**ASSIGNED TASK**
Search the data for the word "requested" and copy every line that contains it.

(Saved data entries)
=== Section Start ===
PR #183, opened 2026-01-06
chore: Publish an update to bytesbuf so the docs on docs.rs are fixed

geeknoid:


crates/bytesbuf/src/lib.rs
```diff
@@ -126,7 +126,7 @@
 //!    or test code with no framework), you can create your own instance via [`GlobalPool::new()`].
 //!
 //! Once you have a memory provider, you can reserve memory from it by calling
-//! [`Memory::reserve()`] on it. This returns a [`BytesBuf`] with at least the requested
+//! [`Memory::reserve`](crate::mem::Memory::reserve) on it. This returns a [`BytesBuf`] with at least the requested
```
sandersaares, line 129: This change is not related to the PR - please avoid arbitrary modifications, as the API documentation already has the intended contents and these formatting changes in `lib.rs` are not necessary nor desirable.

crates/bytesbuf/Cargo.toml
```diff
@@ -4,7 +4,7 @@
 [package]
 name = "bytesbuf"
 description = "Types for creating and manipulating byte sequences."
-version = "0.2.0"
+version = "0.2.1"
```
sandersaares, line 7: Do we also need to bump versions of other crates or is this one the only one affected? [I believe Katerina might already be in process of doing this, by the way]

crates/bytesbuf/src/lib.rs
geeknoid: They are needed because the README file isn't being generated correctly.

crates/bytesbuf/Cargo.toml
geeknoid: No, we don't need to. bytesbuf if the only crate affected.

crates/bytesbuf/src/lib.rs
sandersaares: Please provide additional detail - I am not seeing the incorrect generation. What am I missing?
=== Section End ===
**ANSWER**
-//! [`Memory::reserve()`] on it. This returns a [`BytesBuf`] with at least the requested
+//! [`Memory::reserve`](crate::mem::Memory::reserve) on it. This returns a [`BytesBuf`] with at least the requested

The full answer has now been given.